On 14 Jun., 22:47, William Hughes <wpihug...@hotmail.com> wrote: > On Jun 14, 2:35 pm, WM <mueck...@rz.fh-augsburg.de> wrote: > > > On 14 Jun., 16:49, William Hughes <wpihug...@hotmail.com> wrote: > > Your claim is that "no possibility exists to construct or to > distinguish by one or many or infinitely many nodes > of the tree another path." > > > There are two statements: > > 1) Path p can be distinguished from every path of P. > > 2) Path p cannot be distinguished from every path of P. > > > The first is assumed to be correct before P was used to construct the > > tree. > > Nope. No assumption. You agreed that statement 1 > is correct before P was used to construct the tree.

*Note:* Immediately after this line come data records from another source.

PR #273, opened 2019-10-01
Add a parameter 'registry_project_id' to the GKE module templates

mmontan:
The PR allows configuring the project holding the GCR registry when
used in connection with 'create_service_account'=true and
grant_registry_access=true.

Holding the GCR is a project with other resources increases the risk of
exposing sensitive data to the service account running the nodes, as the
required permissions of role roles/storage.objectViewer provide access
to all storage objects in the project.

### DIFF
--- a/README.md
+++ b/README.md
@@ -108,6 +108,22 @@ Then perform the following commands on the root folder:
 - `terraform apply` to apply the infrastructure build
 - `terraform destroy` to destroy the built infrastructure
 
+## Upgrade to v3.0.0
+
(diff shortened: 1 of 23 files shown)


mmontan:
The Cloud Build check pass now. I can't access logs from the concourse builds, so it's hard to debug them. How do I find the logs?

morgante:
>  I can't access logs from the concourse builds, so it's hard to debug them. 

You can ignore Concourse tests. They're legacy and no longer needed.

I agreed under the assumption that actual infinity exists, in order to contradict this assumption. > > You agreed that constucting the tree does not change > path p or any element of P
That is correct. It is a basic of mathematics. > > You are now trying to claim statement 2 is correct > after P is used to construct the tree.

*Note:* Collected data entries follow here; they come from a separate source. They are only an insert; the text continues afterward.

PR #282, opened 2019-10-16
Make default metadata, labels and tags optional in beta private cluster

kevang:
**SUMMARY**
A number of default tags, metadata and labels are added to the nodepools by the different modules. This is fine when creating a new nodepool, but can be problematic when importing an existing nodepool that does not have those, as a new plan will lead to nodepool recreation, for example:
```
~ labels            = { # forces replacement
     + "cluster_name" = "cluster-somename-9965"
     + "node_pool"    = "basic-pool"
}
```

**PROPOSED CHANGE**
The proposed change makes it possible to use the modules with existing gke clusters/nodepools. It's not introducing any breaking changes and was tested with the beta private cluster. I'm happy to update the other modules, if you think the change makes sense.

### DIFF
--- a/autogen/cluster.tf
+++ b/autogen/cluster.tf
@@ -341,22 +341,14 @@ resource "google_container_node_pool" "pools" {
     image_type   = lookup(var.node_pools[count.index], "image_type", "COS")
     machine_type = lookup(var.node_pools[count.index], "machine_type", "n1-standard-2")
     labels = merge(
-      {
-        "cluster_name" = var.name
-      },
-      {
-        "node_pool" = var.node_pools[count.index]["name"]
-      },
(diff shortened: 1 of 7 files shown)


kevang:
Thanks @morgante, I updated it.

kevang:
I reformatted and the linting tests all pass, yet I still get `Error: The following tests have failed: check_documentation`. I tried `make docker_generate_docs` but it doesn't seem to make any changes, not sure if there's anything else I'm missing

morgante:
@kevang Looks like the linters are passing now, just waiting for integration tests to pass before merging.

kevang:
@morgante do you think that it's ok to merge now that the checks have passed? 🙂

I can prove that statement 2 is correct. It is proved by your inability to distinguish p from all paths of the tree. > > (Note P is used to construct the nodes of the > tree, the nodes of the tree are used to construct > the paths of the tree. The set of paths in P > and the set of paths in the tree are not the same.
There is nothing added. So you are trying to invent magic.
> The fact that p cannot be distinguished from > all paths in the tree does not mean that p cannot > be distinguished from all paths in P)
It does. > > > The second statement can be proved to be correct, because in fact you > > are not able to distinguish p from P (by means of digits). > > P contains every digit in p, so you are not able to distinguish > p from P by digits. P does not contain every subset of digits > in p, so you are able to distinguish p from P by subsets of digits.
Cantor's list argument, applied to sequences of digits, is applied to single digits only. If this is not justified, then his proof is false.